Work required:
Could you write out the lines below exactly, beginning with the first and finishing with the one that contains "Most middleware expect"?

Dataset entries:
◇ ◇ ◇

PR #267, opened 2023-11-26
Pass through kwargs to middleware

pat:
Most middleware expect the old-school approach of hash options, but some are now using keyword arguments instead (such as Rack::Timeout). So let's presume that any keyword arguments that aren't known by Hanami should be passed through.

There is the edge-case of both the middleware and Hanami expecting arguments with the same name - this does not address that. 😓

This PR is paired with a forthcoming one for hanami/hanami, as that's where the various parameters are captured.

### DIFF
--- a/.rubocop.yml
+++ b/.rubocop.yml
@@ -20,3 +20,5 @@ Style/RescueStandardError:
 Style/CommentedKeyword:
   Exclude:
     - "spec/**/*.rb"
+Style/RedundantParentheses:
+  Enabled: false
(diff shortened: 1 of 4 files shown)


timriley:
Thanks for this, @pat! This change looks good to me (revisiting this code, it kind of perplexes me that this class is inside router, but only invoked from inside hanami, but that shall be a topic for another day).

The one thing I noticed when inspecting this is that the updated test would still pass even if I disabled the updated implementation, so I've pushed a new test that requires a keyword arg to be properly passed through to the middleware.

◇ ◇ ◇

Exercise solution:
PR #267, opened 2023-11-26
Pass through kwargs to middleware

pat:
Most middleware expect the old-school approach of hash options, but some are now using keyword arguments instead (such as Rack::Timeout). So let's presume that any keyword arguments that aren't known by Hanami should be passed through.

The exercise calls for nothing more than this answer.